* _WORK TO COMPLETE_:
Pull every line containing "some" from the listing below.

====== DATA EXTRACT

PR #1919, opened 2022-04-28
Introduce symmetric `/itchysats/close-position` protocol based on libp2p

### LINKED ISSUE #320: Enable the taker to publish the collaborative settlement tx

thomaseizinger:
Fixes #320.


da-kami:
After having a look at the current state here are some thoughts:

- When the taker starts the protocol he relies on the "old" `CollaborativeSettlementStarted` event that contains the `SettlementProposal`. Why? I would have seen a new even there. We can keep the logic of the old protocol for backwards compatibility. What is the motivation for re-using the old events? Simpler? I wonder if this does not make it more complicated in the end, because we have to design the new protocol to fit the old events.  
- My understanding is, that on the maker side we are now using one actor per protocol. This is an improvement to before, because protocols don't influence each other, but still that actor handles requests for one protocol by all takers. Would it make sense to go one step further and spin up an actor per protocol-request per taker?
I am not sure the abstraction of `pending_protocols` helps because we have two sources of truth: The CFD which has a state and the `pending_protocols` which has a state that *should* reflect the state of the CFD. Can we achieve to have the CFD as single source of truth and spin up actors per protocol per CFD? This might bring back problems where we spin up the same protocol for one CFD twice, but we could handle that in a different way.

klochowicz:
> After having a look at the current state here are some thoughts:
> 
> * When the taker starts the protocol he relies on the "old" `CollaborativeSettlementStarted` event that contains the `SettlementProposal`. Why? I would have seen a new even there. We can keep the logic of the old protocol for backwards compatibility. What is the motivation for re-using the old events? Simpler? I wonder if this does not make it more complicated in the end, because we have to design the new protocol to fit the old events.

We have the freedom to introduce the new events, but if there's no need to do so, it's best to avoid it. There was no need to introduce one in this case.

> * My understanding is, that on the maker side we are now using one actor per protocol. This is an improvement to before, because protocols don't influence each other, but still that actor handles requests for one protocol by all takers. Would it make sense to go one step further and spin up an actor per protocol-request per taker?

this sounds like a premature optimisation and introducing a whole new level of complexity when it's not needed. I would consider having that as an option if we're pressed for it. Until we actually can confirm that will be a problem I would prefer not to venture that way.

>   I am not sure the abstraction of `pending_protocols` helps because we have two sources of truth: The CFD which has a state and the `pending_protocols` which has a state that _should_ reflect the state of the CFD. Can we achieve to have the CFD as single source of truth and spin up actors per protocol per CFD? This might bring back problems where we spin up the same protocol for one CFD twice, but we could handle that in a different way.

avoiding `pending_protocols` state is an interesting idea - I'll have a think about it today!

klochowicz:
Closing this PR by Thomas, will re-open as myself.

============

* _EXERCISE ANSWER_:
After having a look at the current state here are some thoughts:
> After having a look at the current state here are some thoughts:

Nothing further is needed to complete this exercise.